In the first photos you can see my work station set up in the garage. Due to the sanding and glass fragments I didn't want any of the debris traveling through the house or having the dogs walking in it. Because this piece is meant as yard art to withstand harsh Alaskan winters, I have prepped the bowling ball by washing it, rough sanding and then scoring with the sharp edge of a screwdriver to provide some 'tooth' for the adhesive to grab. I also sand the bottom of every piece I glue for the same reason. I'm using Indoor/Outdoor clear window and door caulk to glue the glass and ceramics to the ball. It has enough flex after drying to allow expansion and contraction in our freezing temps and hopefully keep the mosaics intact. The wire stand used to hold the ball while I work came from one of the bowling ball bags which works super!
Once I decided on orientation and a rough design idea, I glued Sudoku number game pieces in a clock face configuration. The center of that face is part of an alarm clock mechanism. I recycled moon and sun faces from a shower ring set because I liked the day and night implication in my time theme. The half-moon faces encircle one of the finger holes in the ball where I have stuffed paper towel to partially fill the hole and support a 'fuse' for my time bomb - which is a piece of alarm clock electrical cord. (see detail view of first ball photo) I glued three sun faces around the ball to balance out the focal point.

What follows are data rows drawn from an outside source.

PR #3333, opened 2025-08-01
Add notification_sender.py to use notification/send endpoint

fettuccinae:
Integration of MetaBrainz `notification/send `endpoint into ListenBrainz

Changes:
Added `send_multiple_notifications`function:
Sends a list of notification dictionaries to the `metabrainz.org/notification/send `endpoint.

Added `fetch_token `function:
Retrieves an access token from Redis cache if available.
If not found or expired, it uses the client credentials grant flow to request a new token.

### DIFF
--- a/listenbrainz/domain/notification_sender.py
+++ b/listenbrainz/domain/notification_sender.py
@@ -1,0 +1,99 @@
+from requests.auth import HTTPBasicAuth
+from oauthlib.oauth2 import BackendApplicationClient
+from requests_oauthlib import OAuth2Session
+from brainzutils import cache
+from flask import current_app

I decided to use colored glass half-marbles (from Michaels craft store), to fill the bottom portion where the ball will be resting on a stand. Colorful coordinating ceramic plate pieces fill in awkward areas where round marbles don't fit. It also adds more to the mosaic look I think. A round surface allows very little space per work session before the pieces begin sliding out of position, therefore the process is done in stages with a 24 hr. drying time in between. These photos show the first of my work sessions with more to follow.